Goghing on a culture trip

Day 29

Sunday found us taking a Van Gogh tour. There were seven of us plus the driver/guide Nicolas touring in a Mercedes van.

We made the one hour journey to Arles where Van Gogh lived for a year and was highly productive producing many pieces on canvas and drawings on paper. This is where he also suffered three psychotic episodes including the situation where he cut off part of his ear and gave it to a prostitute.

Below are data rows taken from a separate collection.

Issue #6948, opened 2019-04-18
Very high AI accuracy caused by ACE


BlackAlpha:
**Arma 3 Version:** 1.90.145471 Stable
**CBA Version:** 3.10.1 (Steam Workshop)
**ACE3 Version:** 3.12.6 (Steam Workshop)

**Mods:**
- CBA_A3
- ace

**Description:**
The AI accuracy is very high with the ACE mod and it's not possible to give the AI low accuracy. This is a problem if, for example, you want to do a mission with low AI skill or you are running a suppression script that uses setSkill to modify AI accuracy.

It would be very, very helpful if the ACE AI accuracy was more similar to vanilla, allowing for more granular control over the accuracy setting.

**Steps to reproduce:**
- Download this test mission: https://www.dropbox.com/s/j46m247dd9b1n5w/aiAccuracyTest1.VR.rar?dl=0
- Start vanilla and load up the mission in the editor.
- Don't do anything and allow the AI to fire 200+ shots and take note of the results.
- Use the scroll wheel to change the AI accuracy skill and repeat the test.
- Repeat the test with the ACE mod. The AI Accuracy is tremendously higher with the ACE mod, super-human level.

I've done many tests and the following numbers give you a pretty good picture:

Distance: 300 meters
Weapon: Rifle without magnification
Shooter position: Prone on elevated platform
Target position: Prone on ground
Profile accuracy level: 0.5
Setskills: 0.9

Vanilla
Accuracy Skill: 0.9
Accuracy SkillFinal: 0.8125
Shots fired: 200
Hits: 47
Accuracy: 23.5%

Vanilla
Accuracy Skill: 0.1
Accuracy SkillFinal: 0.1
Shots fired: 200
Hits: 7
Accuracy: 3.5%

Vanilla
Accuracy Skill: 0.01
Accuracy SkillFinal: 0.099
Shots fired: 200
Hits: 4
Accuracy: 2%

ACE
Accuracy Skill: 0.9
Accuracy SkillFinal: 0.8125
Shots fired: 200
Hits: 182
Accuracy: 91%

ACE
Accuracy Skill: 0.1
Accuracy SkillFinal: 0.1
Shots fired: 200
Hits: 71
Accuracy: 35.5%

ACE
Accuracy Skill: 0.01
Accuracy SkillFinal: 0.099
Shots fired: 200
Hits: 60
Accuracy: 30%

**Where did the issue occur?**
- Dedicated server / Editor (Singleplayer)

[...]

PR #7532, opened 2020-02-17
Ballistics - Fix AI Accuracy on weapons

Freddo3000:
- Change `aiDispersionCoefX/Y` values to suit the lowered dispersion values set by Ballistics
- Change dispersion and aiDispersionCoefX/Y to `__EVAL()`

Related ticket: https://github.com/acemod/ACE3/issues/6948  
Possibly related pull: https://github.com/acemod/ACE3/pull/4484

<details>
<summary>Notes:</summary>

Comparing Vanilla and ACE hit ratios, using a Katiba without optic on Regular difficulty, 0.9 skill on all sub-skills, AI hit ~24% of shots.  
With ACE Ballistics, same scenario, AI hit ~86% of shots.
[Testing scenario](https://dropbox.com/s/j46m247dd9b1n5w/aiAccuracyTest1.VR.rar?dl=0)

I found this to be caused by that the `aiDispersionCoefX/Y` values to be left at default, on both firemode and weapon class.

To calculate new values I went with this assumption:  
`dispersion * aiDispersionCoef = effective dispersion`

Using that assumption I calculate `aiDispersionCoefX/Y` using:  
`(oldDispersion * oldAIDispersionCoef)/newDispersion = newAIDispersionCoef`

**Example GM6 Lynx:**  
Without ace: 0.00035 * 1.7 = 0.000595 effective dispersion
With ace: 0.00013 * 1.7 = 0.000221 effective dispersion, lower than the default dispersion

**With changes:**

((0.00035 * 1.7)/0.00013) = 4.577 new aiDispersionCoef  
(0.00035 * 1.7) = 0.000595 effective dispersion // Default  
(0.00013 * 4.577) = 0.000595 effective dispersion  // ACE w.Changes

The same formula was used on both firemode and weapon class, I'm not entirely sure how exactly they link to weapon accuracy, but both do appear to affect it. If I were to guess, it goes something along the lines of `weaponDispersionCoef * firemodeDispersionCoef * dispersion = effective dispersion`. [Relevant](https://forums.bohemia.net/forums/topic/150499-ai-discussion-dev-branch/?do=findComment&comment=3289475)

Changing values to be within `__EVAL()`s instead of macros appeared to lower accuracy by ~5%, though that might have been due to testing error.

**Result:**  
Using a Katiba without optic on Regular difficulty, 0.9 skill on all sub-skills, AI hit ~32% of shots, higher than vanilla but much less than 86%.

</details>

### DIFF
--- a/addons/main/script_macros.hpp
+++ b/addons/main/script_macros.hpp
@@ -134,7 +134,9 @@
 #define MRAD_TO_DEG(d) ((d) / 17.45329252) // Conversion factor: 9 / (50 * PI)
 #define MOA_TO_RAD(d) ((d) * 0.00029088) // Conversion factor: PI / 10800
 
-#define AI_DISPERSION(newDispersion,oldDispersion,oldCoef) ((oldDispersion * oldCoef) / (newDispersion))
+#define AI_DISPERSION(newDispersion,oldDispersion,oldCoefY,oldCoefX)\
+aiDispersionCoefX = (((oldDispersion) * (oldCoefX)) / (newDispersion));\
+aiDispersionCoefY = (((oldDispersion) * (oldCoefY)) / (newDispersion))\
 
 #define ZEUS_ACTION_CONDITION ([_target, {QUOTE(QUOTE(ADDON)) in curatorAddons _this}, missionNamespace, QUOTE(QGVAR(zeusCheck)), 1E11, 'ace_interactMenuClosed'] call EFUNC(common,cachedCall))
 
--- a/addons/main/script_macros.hpp
+++ b/addons/main/script_macros.hpp
@@ -133,10 +133,8 @@
 #define DEG_TO_MRAD(d) ((d) * 17.45329252) // Conversion factor: (50 * PI) / 9
 #define MRAD_TO_DEG(d) ((d) / 17.45329252) // Conversion factor: 9 / (50 * PI)
 #define MOA_TO_RAD(d) ((d) * 0.00029088) // Conversion factor: PI / 10800
-#define EVAL_MOA_TO_RAD(d) __EVAL(MOA_TO_RAD(d))
 
 #define AI_DISPERSION(newDispersion,oldDispersion,oldCoef) ((oldDispersion * oldCoef) / (newDispersion))
-#define EVAL_AI_DISPERSION(newDispersion,oldDispersion,oldCoef) __EVAL(AI_DISPERSION(newDispersion,oldDispersion,oldCoef))
 
 #define ZEUS_ACTION_CONDITION ([_target, {QUOTE(QUOTE(ADDON)) in curatorAddons _this}, missionNamespace, QUOTE(QGVAR(zeusCheck)), 1E11, 'ace_interactMenuClosed'] call EFUNC(common,cachedCall))
 
--- a/addons/main/script_macros.hpp
+++ b/addons/main/script_macros.hpp
@@ -135,8 +135,8 @@
 #define MOA_TO_RAD(d) ((d) * 0.00029088) // Conversion factor: PI / 10800
 
 #define AI_DISPERSION(newDispersion,oldDispersion,oldCoefY,oldCoefX)\
-aiDispersionCoefX = (((oldDispersion) * (oldCoefX)) / (newDispersion));\
-aiDispersionCoefY = (((oldDispersion) * (oldCoefY)) / (newDispersion))\
+aiDispersionCoefX = (oldDispersion) * (oldCoefX) / (newDispersion);\
+aiDispersionCoefY = (oldDispersion) * (oldCoefY) / (newDispersion)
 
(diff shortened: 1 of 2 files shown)


commy2:
Why __EVAL? Does __EVAL even work when binarized? I.e. Armake/make.py instead of build.py.

Freddo3000:
> Why __EVAL? Does __EVAL even work when binarized? I.e. Armake/make.py instead of build.py.

I did it that way because it looks nicer in the config viewer, being able to get a direct reading and also to narrow it down in case it didn't like strings for some reason. I did observer a 5% reduction in accuracy as mentioned, though that might just be due to random chance.

If it works using make.py I'm not sure, as I seemingly can't get it to run, build.py works however.

commy2:
It won't. build.py just packs, which is not good enough for release builds. EVAL adds nothing of value anyway. To make sure the string is read as expression, wrap it into call:
```
entry = QUOTE(call {/stuff/})
```
and test if dispersion is different from 0 in practice (ignore getNumber and config viewer for this).

commy2:
```hpp
 #define AI_DISPERSION(newDispersion,oldDispersion,oldX,oldY)\
    aiDispersionCoefX = (oldDispersion) * (oldX) / (newDispersion);\
    aiDispersionCoefY = (oldDispersion) * (oldY) / (newDispersion)
```
```hpp
    dispersion = MOA_TO_RAD(0.45);
    AI_DISPERSION(MOA_TO_RAD(0.45),0.00035,1.4,1.7)
```

or
```hpp
    #define DISPERSION 0.45
    dispersion = MOA_TO_RAD(DISPERSION);
    AI_DISPERSION(MOA_TO_RAD(DISPERSION),0.00035,1.4,1.7)
```
?

addons/main/script_macros.hpp
```diff
@@ -134,7 +134,9 @@
 #define MRAD_TO_DEG(d) ((d) / 17.45329252) // Conversion factor: 9 / (50 * PI)
 #define MOA_TO_RAD(d) ((d) * 0.00029088) // Conversion factor: PI / 10800
 
-#define AI_DISPERSION(newDispersion,oldDispersion,oldCoef) ((oldDispersion * oldCoef) / (newDispersion))
+#define AI_DISPERSION(newDispersion,oldDispersion,oldCoefY,oldCoefX)\
+aiDispersionCoefX = (((oldDispersion) * (oldCoefX)) / (newDispersion));\
+aiDispersionCoefY = (((oldDispersion) * (oldCoefY)) / (newDispersion))\
```
commy2: You don't need the parentheses not around single vars, because this expression is closed.

commy2: The last escaped newline is wrong. May break if the line below is deleted during a reformatting. In any case, you just ended a line without ; which is logged as warning in RPT.

Freddo3000: Noticed and fixed with last commit.

commy2:
lgtm
Can you vouch for correct numbers?

Freddo3000:
AI Accuracy is ~30% higher than what it should be, but unless you want to throw in a magic number in there then I think this is about the best that we can come up with. Certainly much better than what it is currently, with a more than 100% accuracy increase.

Unless there is a typo somewhere, it should all be correct.

jonpas:
~30% higher is good. We are used to 100% higher anyways. Could this in any way conflict with AI mods though?

Freddo3000:
> 
> 
> ~30% higher is good. We are used to 100% higher anyways. Could this in any way conflict with AI mods though?

It will conflict with mods changing aiDispersionCoef on these weapons and don't load after ACE, and possibly mods inheriting from these weapons.

jonpas:
Yes it goes for all, but we decided to not touch AI as much as possible in ACE3.

However, since this is closer to restoring vanilla, I think it would be fine.

commy2:
I mean, we could always remove all the config stuff and do the dispersion using changProjectileDirection. I am always for script > config in cases like this that have a lot of interactions.

Freddo3000:
> 
> 
> I mean, we could always remove all the config stuff and do the dispersion using changProjectileDirection. I am always for script > config in cases like this that have a lot of interactions.

Well until that solution is ready, this is a good enough stopgap solution other than outright removing the dispersion changes.

commy2:
I can write that in one hour  (next weekend).

Freddo3000:
Perhaps merge this then and remove it with a new pull request when its ready, so it doesn't just happen to fall to the side.

Laid3acK:
The problem isn't the `aiDispersionCoefX/Y`, the problem is the rifles' `dispersion` itself.
Why not revert to the vanilla values for all rifles, except maybe the marksman and sniper rifles ?

commy2:
I'd personally revert all rifles to vanilla and then consider a scripted solution for certain marksman and sniper rifles. Idk who decides here though.

jonpas:
2 options:
- Remove `dispersion` all-together, because it influences AI.
- Move `dispersion` changes to an optional. (recommended)

Will be included in 3.13.1 if done by release, otherwise future.

commy2:
Close?

jonpas:
Moved to optional in #7557 and #7558.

Some of his most famous works were done here including Yellow Café of which we have a print hanging over our fireplace. I was busy talking with one of the travellers on the tour and wasn’t catching all of the guides dialogue on the painter when I spotted a plaque displaying the painting in a courtyard and was lined up to take a picture of the plaque when Carol removed the phone from my hand and showed me that we were actually standing in front of the cafe itself. Duh. Click click click.

Later we were off to Les Baux de Provence where there was a spectacular Van Gogh show in an old underground rock quarry. The large rooms with towering ceilings were displaying a massive interconnected light show of many of his works. They were all moving and changing in unison with music playing all around us. The show is called Carrières Lumières and was very well-attended with cars parked hundreds of meters away along every possible roadway. The light show was displaying all of his major works on the walls. The booming sound system was playing classical pieces, along with Nina Simone, Janis Joplin, and much more the entire time. Check it out on YouTube as it doesn’t do it justice to describe it in words.

The final stop was in Saint-Rémy where Van Gogh spent a year in the sanitorium trying to stabilize his life. He was very prolific here as well and created more than one hundred paintings and drawings while also working in and around the gardens. Around the grounds were plaques with some of the works that he created while in Saint-Rémy We walked about the grounds briefly but didn’t pay the price to see his actual room, but it was very enlightening anyways.

Then an hour-long return trip with Nicolas narrating in both French (for the Spanish couple) and English all of the history surrounding the towns and countryside we were travelling through on our way back to Avignon and our trip was complete.

The group we travelled with included a nice elderly (our age) Spanish couple who didn’t speak any English and kept to themselves for the most part, a gentleman from Hong Kong who was a seasoned traveler and wished everyone could experience his home country, and an Aussie couple who I spent the bulk of my time with. Grant and I were on the same page on many topics and we talked about our travels and traded stories. They were on a three month journey through Europe which seemed long at the time but it isn’t that hard to find travellers taking months off to explore other cultures.

There is a Van Gogh presentation at Musée d’Orsay in Paris that we’ll see when we’re there near the end of our trip. Now that we have some background on him and have seen the very places where he was creating his masterpieces it will open our minds to the circumstances that were his inspiration when we view the actual pieces. I can’t wait.